I’ve found the answer!

Last week someone went into Google and typed:

who are the authors on the kindle screen

And Google sent them to me. (Like I know everything about the Kindle?) Fortunately, with a little research, I found a great discussion on a web site called “Mobile Read.” And apparently someone there has compiled a definitive list!

Harriet Beecher Stowe
Edgar Allen Poe
Mark Twain
John Steinbeck
the one with the 17th century astronomer & his wife w/ giant sextant
the Hercules constellation
the Audubon finches-in-a-tree
Kindle definition with falling letters
Agatha Christie
Man at table with lion in foreground
Charlotte Bronte
James Joyce
Virginia Woolf
Alexandre Dumas
Jules Verne
Kindle feedback request w/ some sort of coding machine
Durer
Oscar Wilde
Woman with book
John Milton
Lewis Carroll
Medieval illumination page
“Albertus” page
Emily Dickinson
Jane Austen
Cathedral floorplan

Er, but I’ve got to be honest – I can’t bring myself to actually read through the list. I really love being surprised! I’ve written about screensaver serendipity. (I blogged that when that ghostly picture of Oscar Wilde came up, “I just assumed that my Kindle was haunted…”) This is also why I don’t want change or replace my Kindle screensaver images.

So I was more interested in a different part of the discussion on that forum.
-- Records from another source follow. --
Issue #5678, opened 2019-06-19
Super admin label makes user CoreTable get internal vertical scroll


rtibbles:
### Observed behavior
Unnecessary vertical scrollbar

![image](https://user-images.githubusercontent.com/1680573/59729561-c6ce4c80-91f3-11e9-96e5-70420d25fc19.png)

### Expected behavior
Don't show a scroll bar unless you have to.

### User-facing consequences
Ugly

### Context
 * Kolibri version: 0.12.4
 * Operating system: Ubuntu
 * Browser: Chrome

nucleogenesis:
@rtibbles I'm not able to replicate this on Debian w/ Chromium or Chrome. I've looked at every table where users are listed that I can think of but perhaps I'm not looking in the right place?

rtibbles:
Hrm - let me see if I can still replicate on current release.

rtibbles:
I also can no longer replicate. Let's close this and reopen if it recurs!

bjester:
I can replicate this whenever a user doesn't have name. The fix is fairly straightforward, so I'll throw it in.

bjester:
Reopening for fix: https://github.com/learningequality/kolibri/pull/5919

jonboiser:
Fixed for this particular table in #5919 by making sure rows with an empty full name cell get the same height as other cells.

I think that we should probably not allow facility users to be made without a full name in the importusers command, as this isn't allowed when making a user inside of Kolibri.

rtibbles:
Seems like a reasonable restriction - can you open an issue?

PR #5806, opened 2019-07-24
Add demographic info fields to all user creation workflows

jonboiser:
### Summary

1. Adds demographic info fields (birth year, gender, identifier number) to alluser creation and editing workflows: Sign Up Page, User Create/Edit Page, Profile Page, Setup Wizard Superuser Step
1. Various refactors, including consolidating username, full name, and password textboxes from different workflows into re-usable components
1. updates `importsusers` management command to handle CSV files that provide birth year, id, and gender

### Reviewer guidance

Check all of the workflows:

1. Setup wizard
1. Sign Up Page
1. User Profile Page
1. Create New User
1. Edit Existing User

If demographic data is (not) provided it should be reflected in in the User Profile Page as well as the Facility Users page.

Look out for unusual displays of these data like the special string `DEFER` and empty string `"''"`.

Some other things affected in refactoring

1. Changing own password
1. Changing other user's password
1. Changing Roles in User Edit Page

Check that the "Update your profile" notification is (not) shown in the right situations: Check the Gherkin file in this PR to see different scenarios.

Try out the CSV import and try scenarios that differ from the unit tests
### References

…

----

### Contributor Checklist

PR process:

Testing:

### Reviewer Checklist

- PR is fully functional
- Documentation is updated


CHANGELOG.md
```diff
@@ -2,6 +2,12 @@
 
 List of the most important changes for each release.
 
+## 0.13.0 (unreleased)
+
+### Changed or fixed
+
+- Fixed: Unclean shutdowns on very large databases, due to prolonged database cleanup
+
```
indirectlylit: did the merge work correctly? This shouldn't be in the diff

jonboiser: Yeah, I merged develop into this branch after #5888 was merged into develop.

kolibri/core/auth/migrations/0014_auto_20190815_1421.py
```diff
@@ -0,0 +1,44 @@
...
+            model_name="facilityuser",
+            name="gender",
+            field=models.CharField(
+                blank=True,
+                choices=[
+                    ("MALE", "Male"),
+                    ("FEMALE", "Female"),
+                    ("NOT_SPECIFIED", "Not specified"),
+                    ("DEFERRED", "Defers for later"),
+                ],
```
bjester, line 34: Some check constraints for gender and age could be worthwhile.

packages/kolibri-components/src/KPageContainer.vue
```diff
@@ -47,6 +47,7 @@
 
     padding: 8px 24px 24px;
     margin-top: 24px;
+    overflow-x: scroll;
```
bjester: This is causing a horizontal scrollbar on all page containers.

jonboiser: This might be another case of #5678, with `scroll` working differently on different platforms. In devtools, is there a version of this rule that works for your browser? I could also just move this overflow rule to the wide tables.

kolibri/core/auth/migrations/0014_auto_20190815_1421.py
jonboiser: In auth.models.FacilityUser, I think I get the checks for free by setting the `choices` kwarg. I also wrote a validator for the `birth_year` char field

packages/kolibri-components/src/KPageContainer.vue
bjester: Well, `scroll` makes the scrollbar always show. On Apple platforms, I think there is styling that essentially makes it invisible, but on FF/Chrome on other platforms it always shows the bulky scrollbar. The value `auto` would be good, but there may be cross-browser inconsistencies. Did you add this primarily for the User table?

jonboiser: The UserTable actually already has its own overflow rule. There are other fixed-width very wide, non-table layouts in the app like the Exercise Report that aren't that can overflow the container, so putting this on the KPageContainer is a catch-all.

I'll just change the value to `auto`.

bjester: Okay sounds good.

kolibri/plugins/facility_management/assets/src/views/UserCreatePage.vue
```diff
@@ -0,0 +1,295 @@
...
+  }
+
+  .narrow-container {
+    width: 500px;
+    margin: auto;
+  }
+
+  .form {
+    max-width: 400px;
+    min-height: 950px;
```
bjester: I noticed that the container was quite a bit larger than the actual form. What's the reason for this?

kolibri/plugins/facility_management/assets/src/views/UserCreatePage.vue
```diff
@@ -0,0 +1,295 @@
...
+    margin-right: auto;
+    margin-bottom: 100px;
+    margin-left: auto;
+  }
+
+</style>
```
bjester, line 295: You may want to review the styling here, as it doesn't seem too responsive. On viewport widths less than 550px, it starts to suffer.
screenshot-localhost-8080-2019 08 23-14-28-10

kolibri/plugins/facility_management/assets/src/views/UserCreatePage.vue
jonboiser: Some of the Keen-UI form components have a fixed width of 400px, we make the group the same width for consistency. I think later we'll try to extend the KPageContainer to fit to contents when we need it to.

bjester: But the `min-height`?

jonboiser: That's to make sure everything fits when _everything_ is in the form. The form is the tallest when the User Kind dropdown + Radio button fieldset is there (try editing a user account that's not your own). Without the extra height, the birth year dropdown will overflow the bottom.

kolibri/plugins/facility_management/assets/src/views/UserCreatePage.vue
jonboiser: Cool. Changing the `.narrow-container` rule from `width` to `max-width` should fix this.

kolibri/plugins/facility_management/assets/src/views/UserCreatePage.vue
bjester: Seems like just a `padding-bottom` could be set to always give the bottom buffer needed for the dropdown?

jonboiser: yeah, i can do that

jonboiser: it does make the container jump a bit when you toggle the kind from coach to non-coach.

bjester:
Another minor design observation, some extra space has appeared underneath the input placeholder for the password verification field on the sign up page and the setup wizard account form.
screenshot-localhost-8080-2019 08 23-15-39-42

jonboiser:
I don't see that on my computer. Can you see in dev tools what might be causing that extra space? It almost looks like the placeholder is in mid-transition.

bjester:
Heh, so it appears the extra space is related to something with the font. The `-` character produces a larger line height than the other characters, creating a larger height for the placeholder, and hence the extra space. I don't see the issue [here](http://kolibribeta.learningequality.org/en/user/#/create_account ) but I don't know when that was updated.

jonboiser:
That's weird. Are you able to see if the dash is from a different font-family than the rest of the word?

indirectlylit:
> so it appears the extra space is related to something with the font

@bjester would you mind filing an issue for this? Sounds similar to some strange behaviors we saw with Korean characters

kolibri/core/assets/src/mixins/commonCoreStrings.js
```diff
@@ -44,23 +49,24 @@ export const coreStrings = createTranslator('CommonCoreStrings', {
...
-  // toggles
-
-  // formatted values
-
-  // Errors
+  // Demographic-specific strings
+  genderOptionMale: 'Male',
+  genderOptionFemale: 'Female',
+  genderOptionOther: 'Other',
+  notSpecifiedOption: 'Not specified',
```
indirectlylit: let's call this `genderOptionNotSpecified` because in some languages 'not specified' will need to match the gender of the word 'gender' (woo meta!)

also cc @nucleogenesis are there conventions we're trying to establish for (a) the naming of core strings and (b) the decision of whether or not a string should be in core? I want to make sure we're all on the same page with that

bjester:
> @bjester would you mind filing an issue for this? Sounds similar to some strange behaviors we saw with Korean characters

Done! https://github.com/learningequality/kolibri/issues/5915

bjester:
Status update: All I have left to check are the CSV import and some of the notification scenarios, but otherwise it's looking good so far.

bjester:
@jonboiser I'm not able to close the Usage and Privacy modal when launched from the *update your profile* notification. It closes when I open it from the sign-in page though. There are no errors, the button just doesn't seem to work.

jonboiser:
Cool. Just fixed the PrivacyModal issue and made sure the other PrivacyModals had both their `submit` and `cancel` handlers defined.

bjester (approved):
LGTM! :100:

indirectlylit:
please merge when ready

PR #5834, opened 2019-07-30
Fix Hashi behaviour for Proyecto Descartes HTML5 content

rtibbles:
### Summary
* Previously, Hashi would do a server fetch to get the actual page content after Hashi had been initialized. This led to the window `load` event being called before any on page Javascript for the HTML5 app was around to hear it. To compensate for that, we mocked the window `load` event and fired it again for their benefit.

* Now Hashi loads in a more synchronous manner, so in page Javascript will load before the window `load` event is fired.

* This had the slightly odd side effect of causing Proyecto Descartes HTML5 apps to go into an infinite loop, for reasons that I could not quite discern, but seemed to have to do with writing to the DOM and setting resize listeners within the load event handler.

* To fix this, this PR checks for the `document.readyState` property. The window `load` event is only fired if the property is already set to `'complete'` indicating that the window `load` event has already been fired.

### Reviewer guidance
Import a channel containing Proyecto Descartes content (e.g. `447cedc184ea4345aaedadf2fd6da906`) and import the content node `Habilidades Básicas - ONU Mujeres -> Proyecto Descartes -> Matemáticas -> 10-13 años -> Áreas de polígonos`.

Verify that before this fix viewing the content node will freeze the page and spike CPU to 100%, and that after this fix it runs normally.

----

### Contributor Checklist

PR process:

Testing:

### Reviewer Checklist

- PR is fully functional
- Documentation is updated

### DIFF
--- a/packages/hashi/src/replaceScript.js
+++ b/packages/hashi/src/replaceScript.js
@@ -74,8 +74,12 @@ export function seq(arr, index) {
       const loadEvent = document.createEvent('Event');
       loadEvent.initEvent('load', true, true);
       document.dispatchEvent(DOMContentLoadedEvent);
-      document.dispatchEvent(loadEvent);
-      window.dispatchEvent(loadEvent);
+      if (document.readyState === 'complete') {
+        // Only call this if the document is already fully loaded
+        // and we need to emulate the window load event.
+        document.dispatchEvent(loadEvent);
+        window.dispatchEvent(loadEvent);
+      }
       const elements = document.querySelectorAll(':not(script)');
       Array.prototype.forEach.call(elements, element => {
         element.dispatchEvent(loadEvent);


kollivier:
From your description, it sounded to me like we can now rely on the browser onload event firing at the right time, is this not the case? Is there another reason we need to fire off our own version of the event?

rtibbles:
In the Proyecto Descartes case, we definitely can. I originally just removed the lines, rather than conditionally executing them, both worked. I added the conditionality to reduce the risk of a regression to other content, in case the browser onload event timing was inconsistent.

kollivier:
If the browser is inconsistent, then that means we're still going to have two onload events firing at unknown times, so I'm concerned we may end up just moving the problem from one set of apps to another. I think if we can't think of a clear scenario where not firing this should fail, we should try without it, as firing the event twice isn't ever a good thing to do if we can at all avoid it.

rtibbles:
It's not an inconsistency in the browser - rather in the initialization of Hashi.

Hashi does not execute the in page scripts until it has received a ready signal via postMessage from outside the sandboxed iframe.

If this ready signal has already been received before it gets to the point of executing the scripts in its initialization logic, it will continue synchronously and execute the scripts. However, if for some reason (perhaps slow data load from the server in Kolibri) the ready signal has not been emitted, then the script execution is run conditionally on receiving that ready signal. This will cause Hashi to release the main thread - as Hashi is the last tag in the page, this will cause the window to fire the `load` event.

When the ready signal fires Hashi will now execute all the scripts in the page, but unless we fire the load event ourselves, then any scripts executed that are waiting for it will never receive it.

We could make this slightly more bullet proof, and change the conditionality of the execute script callback when the ready signal has not been received yet, and instead wait for both the ready signal *and* the `load` event to have been fired. This will guarantee that the executed scripts will only ever see one `load` event.

kollivier:
I think I probably still just don't have a full understanding of how this all works, particularly the precise order of operations for page load. As this is time sensitive, for now, let's leave this PR as-is and I'll test it out with as much HTML5 app content as I can. If everything looks good, I'll give it the green light!

rtibbles:
Yeah - I thought this was the most conservative change, which even though it might still leave other content broken, at least won't break other content that is currently working.

kollivier (approved):
LGTM!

Someone suggested that when it’s at rest, your Kindle’s screensaver should display the cover of the book that you’re reading. But then a poster named SirBruce had the ultimate response.

I thought of that idea as well, but then I reconsidered: Do I really want folks seeing the cover of Naughty Nurses 3: Nude at Night?

UPDATE: Some people have been arriving to this page after searching Google for the phrase “kindle definition with falling letters.” I’m not sure exactly what they’re looking for, but there’s at least one Kindle screensaver that provides a definition…of the word “kindle”.


kindle
\ kǐn´ dl \

v : light or sent on fire; arouse or inspire (an emotion or feeling)

By reading to me at bedtime when I was a child, my parents kindled my life-long love for reading.


But of course, there’s another “definition” screensaver where Amazon reminds you that their Kindle “is a whole new class of device.

“Thank you for being an early adopter.”

UPDATE 2: Five hours later, I’d figured it out. They’d meant the Kindle definition that appears on the box in which the Kindle was shipped! For some reason, that definition is a little different.

kindle (kǐn´ dəl)
 v.t. 1. set on fire. 2. inspire, stir up.
-v.i. 1. catch fire. 2. become animated.

Image courtesy of Jess Park

Now, this is cool!

I’ve been blogging for a while about people who want to change or replace their Kindle screensavers. It turns out a blogger named Jess Park has turned this into a real artform.

In the spring of 2008, Disney unveiled the “Nouveau Collection,” elegant designs inspired by classic art nouveau paintings… [W]ith help from bloss_japanime, who posted high-res pictures of the journal covers, I’ve put together this delightful collection for use with your Kindle!

There’s The Little Mermaid, Sleeping Beauty, Cinderella, and Princess Jasmine from Aladdin.

And of course – Snow White!

It turns out I’m not the only one excited about Beatrix Potter’s stories on the Kindle. Four different children’s stories by Beatrix Potter have turned up in the top 20 of Amazon’s list of best-selling (free) children’s books!

And I’m also not the only one who noticed that the free editions didn’t include Potter’s original illustrations…


“Sure, it’s free, but what’s the point, if the images are missing in a children’s book…”

“Instead of including the illustrations (which the Kindle can handle beautifully), there’s text, and then it’ll say [illustration] [illustration]. Really awful. No wonder it’s free….

So here’s my helpful tip for the day. You can purchase fully illustrated Kindle versions of Beatrix Potter’s fairy tales in a collection that costs just $1.00. If you ask for the sample, they’ll even send you a free, illustrated version of The Tale of Peter Rabbit.